> WORK ORDER
Lines below starting with the line with "Issue #492, opened 2020-09-16" and going on through the line with "Changing the Number" must be output exactly; the rest of the records must be left out.

··· ENTRIES SHOWN

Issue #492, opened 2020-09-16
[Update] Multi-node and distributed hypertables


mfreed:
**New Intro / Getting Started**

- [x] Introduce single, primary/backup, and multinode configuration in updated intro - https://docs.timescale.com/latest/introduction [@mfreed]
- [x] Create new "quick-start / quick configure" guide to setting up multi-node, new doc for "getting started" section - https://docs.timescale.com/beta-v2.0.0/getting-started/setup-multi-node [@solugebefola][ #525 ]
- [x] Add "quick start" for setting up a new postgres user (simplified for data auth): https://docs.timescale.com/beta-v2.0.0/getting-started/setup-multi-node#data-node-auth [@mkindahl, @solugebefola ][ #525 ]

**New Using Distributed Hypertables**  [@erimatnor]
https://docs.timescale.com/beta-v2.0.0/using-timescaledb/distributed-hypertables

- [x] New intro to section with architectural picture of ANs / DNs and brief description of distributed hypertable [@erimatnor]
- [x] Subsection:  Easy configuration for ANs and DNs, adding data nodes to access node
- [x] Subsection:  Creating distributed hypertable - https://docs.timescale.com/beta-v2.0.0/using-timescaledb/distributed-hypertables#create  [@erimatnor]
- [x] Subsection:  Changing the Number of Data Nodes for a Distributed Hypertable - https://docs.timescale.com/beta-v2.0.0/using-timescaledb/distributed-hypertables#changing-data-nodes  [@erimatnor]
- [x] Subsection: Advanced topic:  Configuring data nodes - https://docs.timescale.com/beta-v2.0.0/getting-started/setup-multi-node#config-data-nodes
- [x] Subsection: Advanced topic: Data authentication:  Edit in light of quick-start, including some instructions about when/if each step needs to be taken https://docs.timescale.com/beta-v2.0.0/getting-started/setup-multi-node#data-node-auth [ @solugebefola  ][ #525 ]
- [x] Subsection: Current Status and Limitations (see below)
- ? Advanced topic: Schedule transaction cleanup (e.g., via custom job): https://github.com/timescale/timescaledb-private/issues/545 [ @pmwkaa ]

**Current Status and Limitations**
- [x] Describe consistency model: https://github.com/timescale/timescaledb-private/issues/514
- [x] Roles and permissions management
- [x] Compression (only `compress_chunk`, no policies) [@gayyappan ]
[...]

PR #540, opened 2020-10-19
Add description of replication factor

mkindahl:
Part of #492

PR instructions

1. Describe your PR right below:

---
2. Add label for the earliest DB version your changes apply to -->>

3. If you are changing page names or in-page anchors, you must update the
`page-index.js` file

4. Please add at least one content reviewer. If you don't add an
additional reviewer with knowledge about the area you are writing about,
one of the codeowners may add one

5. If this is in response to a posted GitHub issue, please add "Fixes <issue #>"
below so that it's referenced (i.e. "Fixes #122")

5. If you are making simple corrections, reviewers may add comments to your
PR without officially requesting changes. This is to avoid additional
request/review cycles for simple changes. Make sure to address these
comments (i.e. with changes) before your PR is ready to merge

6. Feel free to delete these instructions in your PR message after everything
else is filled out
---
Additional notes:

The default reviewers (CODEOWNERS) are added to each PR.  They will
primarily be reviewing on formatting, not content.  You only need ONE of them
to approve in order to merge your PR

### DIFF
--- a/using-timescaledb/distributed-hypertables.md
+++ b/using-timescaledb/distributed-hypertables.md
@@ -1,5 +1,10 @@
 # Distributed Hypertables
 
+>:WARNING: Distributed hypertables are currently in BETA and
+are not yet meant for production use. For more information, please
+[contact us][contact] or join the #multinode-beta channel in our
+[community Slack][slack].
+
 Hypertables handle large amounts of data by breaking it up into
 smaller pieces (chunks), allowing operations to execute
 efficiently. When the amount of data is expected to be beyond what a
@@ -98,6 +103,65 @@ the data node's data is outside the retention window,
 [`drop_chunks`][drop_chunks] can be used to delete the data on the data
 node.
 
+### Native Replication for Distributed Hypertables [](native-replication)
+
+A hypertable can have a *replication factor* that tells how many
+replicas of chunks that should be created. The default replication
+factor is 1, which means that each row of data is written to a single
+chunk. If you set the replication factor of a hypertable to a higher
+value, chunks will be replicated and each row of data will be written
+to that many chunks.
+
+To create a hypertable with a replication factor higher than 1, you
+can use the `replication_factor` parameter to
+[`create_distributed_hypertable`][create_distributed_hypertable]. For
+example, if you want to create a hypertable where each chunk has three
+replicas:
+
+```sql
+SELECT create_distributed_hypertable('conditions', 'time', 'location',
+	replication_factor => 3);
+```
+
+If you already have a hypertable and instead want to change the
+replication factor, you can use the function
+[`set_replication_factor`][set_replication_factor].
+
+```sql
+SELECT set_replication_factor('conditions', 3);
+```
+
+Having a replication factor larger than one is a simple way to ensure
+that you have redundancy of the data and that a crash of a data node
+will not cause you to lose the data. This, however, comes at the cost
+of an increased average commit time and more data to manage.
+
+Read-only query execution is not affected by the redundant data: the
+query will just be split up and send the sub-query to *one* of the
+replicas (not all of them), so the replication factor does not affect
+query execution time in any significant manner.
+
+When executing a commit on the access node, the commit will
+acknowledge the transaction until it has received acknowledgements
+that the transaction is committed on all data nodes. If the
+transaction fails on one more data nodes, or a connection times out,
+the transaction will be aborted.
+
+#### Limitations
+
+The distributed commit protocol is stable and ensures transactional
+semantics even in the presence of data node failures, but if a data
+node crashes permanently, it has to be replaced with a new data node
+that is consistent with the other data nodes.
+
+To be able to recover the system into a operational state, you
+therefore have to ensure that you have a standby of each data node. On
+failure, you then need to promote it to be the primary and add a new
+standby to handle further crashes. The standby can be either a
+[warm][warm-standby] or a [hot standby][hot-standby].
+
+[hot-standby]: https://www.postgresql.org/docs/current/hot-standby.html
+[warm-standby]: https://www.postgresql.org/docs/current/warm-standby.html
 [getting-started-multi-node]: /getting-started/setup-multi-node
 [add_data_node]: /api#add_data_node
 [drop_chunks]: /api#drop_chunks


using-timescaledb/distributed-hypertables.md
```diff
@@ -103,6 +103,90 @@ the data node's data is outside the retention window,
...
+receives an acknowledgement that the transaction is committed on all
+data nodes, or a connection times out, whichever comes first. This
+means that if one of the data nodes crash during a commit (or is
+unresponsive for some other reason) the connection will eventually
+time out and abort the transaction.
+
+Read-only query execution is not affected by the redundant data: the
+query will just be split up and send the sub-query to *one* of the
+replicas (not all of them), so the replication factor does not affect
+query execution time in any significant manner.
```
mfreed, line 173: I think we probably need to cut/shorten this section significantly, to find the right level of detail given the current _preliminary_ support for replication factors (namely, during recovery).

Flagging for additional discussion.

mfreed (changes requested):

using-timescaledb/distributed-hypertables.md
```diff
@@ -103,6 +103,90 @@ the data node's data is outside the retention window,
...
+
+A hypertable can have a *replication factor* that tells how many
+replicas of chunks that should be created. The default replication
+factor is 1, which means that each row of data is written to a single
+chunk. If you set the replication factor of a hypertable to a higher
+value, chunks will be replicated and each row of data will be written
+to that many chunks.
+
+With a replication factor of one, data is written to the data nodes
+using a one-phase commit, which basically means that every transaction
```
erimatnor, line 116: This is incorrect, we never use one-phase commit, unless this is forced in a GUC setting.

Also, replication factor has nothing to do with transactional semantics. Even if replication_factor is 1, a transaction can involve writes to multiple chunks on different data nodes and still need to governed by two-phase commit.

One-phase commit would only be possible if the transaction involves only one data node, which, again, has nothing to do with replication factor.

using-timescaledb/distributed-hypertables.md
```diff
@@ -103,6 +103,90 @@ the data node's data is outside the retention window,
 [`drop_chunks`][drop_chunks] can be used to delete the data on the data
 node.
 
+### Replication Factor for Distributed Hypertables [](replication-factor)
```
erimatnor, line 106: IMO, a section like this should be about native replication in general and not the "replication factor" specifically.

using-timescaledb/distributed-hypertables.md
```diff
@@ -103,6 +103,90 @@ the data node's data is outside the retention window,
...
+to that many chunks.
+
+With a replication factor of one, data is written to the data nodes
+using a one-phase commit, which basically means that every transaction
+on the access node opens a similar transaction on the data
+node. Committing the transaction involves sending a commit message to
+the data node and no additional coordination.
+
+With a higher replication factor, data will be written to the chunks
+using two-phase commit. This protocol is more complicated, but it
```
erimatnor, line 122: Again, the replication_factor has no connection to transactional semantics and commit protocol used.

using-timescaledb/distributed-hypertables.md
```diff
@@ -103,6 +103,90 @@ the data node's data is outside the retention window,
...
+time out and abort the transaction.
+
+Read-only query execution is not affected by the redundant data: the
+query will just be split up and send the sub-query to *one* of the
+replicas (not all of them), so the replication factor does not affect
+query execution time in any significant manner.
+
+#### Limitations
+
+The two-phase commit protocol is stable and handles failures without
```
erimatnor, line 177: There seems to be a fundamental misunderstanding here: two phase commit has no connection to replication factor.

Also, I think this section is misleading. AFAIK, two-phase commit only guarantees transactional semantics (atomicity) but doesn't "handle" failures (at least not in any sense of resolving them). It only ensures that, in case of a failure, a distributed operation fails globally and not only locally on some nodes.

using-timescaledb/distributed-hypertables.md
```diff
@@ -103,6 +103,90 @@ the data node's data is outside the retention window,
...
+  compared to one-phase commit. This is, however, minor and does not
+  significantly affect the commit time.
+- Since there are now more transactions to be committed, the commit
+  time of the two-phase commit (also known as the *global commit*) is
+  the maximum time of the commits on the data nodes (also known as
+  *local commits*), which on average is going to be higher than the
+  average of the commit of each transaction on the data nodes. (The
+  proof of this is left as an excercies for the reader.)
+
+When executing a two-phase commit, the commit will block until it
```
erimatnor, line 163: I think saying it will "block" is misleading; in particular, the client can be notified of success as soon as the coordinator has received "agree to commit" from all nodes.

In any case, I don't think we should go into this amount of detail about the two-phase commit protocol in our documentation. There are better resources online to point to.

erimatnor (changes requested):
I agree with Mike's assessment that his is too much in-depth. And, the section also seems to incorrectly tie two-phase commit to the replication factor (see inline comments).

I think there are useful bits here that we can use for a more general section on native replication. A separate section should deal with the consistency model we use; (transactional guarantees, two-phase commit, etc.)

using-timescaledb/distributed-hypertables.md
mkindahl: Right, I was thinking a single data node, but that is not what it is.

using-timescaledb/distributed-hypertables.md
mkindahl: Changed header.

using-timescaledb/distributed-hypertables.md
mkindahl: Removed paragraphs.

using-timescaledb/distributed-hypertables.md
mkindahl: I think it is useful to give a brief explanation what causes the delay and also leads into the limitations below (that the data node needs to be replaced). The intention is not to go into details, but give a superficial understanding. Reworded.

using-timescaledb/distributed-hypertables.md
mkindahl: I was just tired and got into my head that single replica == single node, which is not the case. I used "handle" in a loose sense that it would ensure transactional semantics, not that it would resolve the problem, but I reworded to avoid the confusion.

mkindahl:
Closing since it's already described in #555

······
··· ENTRIES SHOWN

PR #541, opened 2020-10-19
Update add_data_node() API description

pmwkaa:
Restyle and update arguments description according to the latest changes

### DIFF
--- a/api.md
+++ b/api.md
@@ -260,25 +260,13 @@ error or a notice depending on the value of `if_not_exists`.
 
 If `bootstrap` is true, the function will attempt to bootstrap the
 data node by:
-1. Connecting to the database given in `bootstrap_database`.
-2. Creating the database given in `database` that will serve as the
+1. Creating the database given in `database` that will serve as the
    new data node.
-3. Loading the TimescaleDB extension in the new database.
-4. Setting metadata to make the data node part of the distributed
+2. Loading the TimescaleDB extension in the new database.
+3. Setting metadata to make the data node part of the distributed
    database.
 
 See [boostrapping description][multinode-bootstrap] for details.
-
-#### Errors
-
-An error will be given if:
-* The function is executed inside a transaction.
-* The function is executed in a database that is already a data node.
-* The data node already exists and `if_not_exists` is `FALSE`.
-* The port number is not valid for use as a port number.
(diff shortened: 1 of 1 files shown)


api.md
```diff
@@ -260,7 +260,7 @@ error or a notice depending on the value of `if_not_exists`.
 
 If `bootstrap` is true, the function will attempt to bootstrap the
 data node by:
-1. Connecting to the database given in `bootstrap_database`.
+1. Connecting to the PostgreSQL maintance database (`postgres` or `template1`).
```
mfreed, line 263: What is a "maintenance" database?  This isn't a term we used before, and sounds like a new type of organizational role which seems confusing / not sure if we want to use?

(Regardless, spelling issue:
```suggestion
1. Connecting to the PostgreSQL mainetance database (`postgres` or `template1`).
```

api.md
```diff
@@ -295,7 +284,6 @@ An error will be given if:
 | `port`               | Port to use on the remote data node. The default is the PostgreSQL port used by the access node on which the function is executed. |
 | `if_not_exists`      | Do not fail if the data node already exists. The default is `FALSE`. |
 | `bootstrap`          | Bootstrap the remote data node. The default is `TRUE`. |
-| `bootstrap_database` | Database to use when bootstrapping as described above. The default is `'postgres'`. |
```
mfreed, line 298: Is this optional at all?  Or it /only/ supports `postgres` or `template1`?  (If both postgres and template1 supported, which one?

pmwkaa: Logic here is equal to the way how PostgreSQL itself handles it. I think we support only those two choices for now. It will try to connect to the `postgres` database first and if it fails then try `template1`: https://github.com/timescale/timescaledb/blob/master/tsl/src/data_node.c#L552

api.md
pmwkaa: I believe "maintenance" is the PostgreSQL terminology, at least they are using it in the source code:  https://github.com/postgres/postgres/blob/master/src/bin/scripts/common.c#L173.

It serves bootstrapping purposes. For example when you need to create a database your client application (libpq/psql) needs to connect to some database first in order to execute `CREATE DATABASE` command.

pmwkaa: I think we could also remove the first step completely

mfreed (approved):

······

> RESULT
Issue #492, opened 2020-09-16
[Update] Multi-node and distributed hypertables


mfreed:
**New Intro / Getting Started**

- [x] Introduce single, primary/backup, and multinode configuration in updated intro - https://docs.timescale.com/latest/introduction [@mfreed]
- [x] Create new "quick-start / quick configure" guide to setting up multi-node, new doc for "getting started" section - https://docs.timescale.com/beta-v2.0.0/getting-started/setup-multi-node [@solugebefola][ #525 ]
- [x] Add "quick start" for setting up a new postgres user (simplified for data auth): https://docs.timescale.com/beta-v2.0.0/getting-started/setup-multi-node#data-node-auth [@mkindahl, @solugebefola ][ #525 ]

**New Using Distributed Hypertables**  [@erimatnor]
https://docs.timescale.com/beta-v2.0.0/using-timescaledb/distributed-hypertables

- [x] New intro to section with architectural picture of ANs / DNs and brief description of distributed hypertable [@erimatnor]
- [x] Subsection:  Easy configuration for ANs and DNs, adding data nodes to access node
- [x] Subsection:  Creating distributed hypertable - https://docs.timescale.com/beta-v2.0.0/using-timescaledb/distributed-hypertables#create  [@erimatnor]
- [x] Subsection:  Changing the Number of Data Nodes for a Distributed Hypertable - https://docs.timescale.com/beta-v2.0.0/using-timescaledb/distributed-hypertables#changing-data-nodes  [@erimatnor]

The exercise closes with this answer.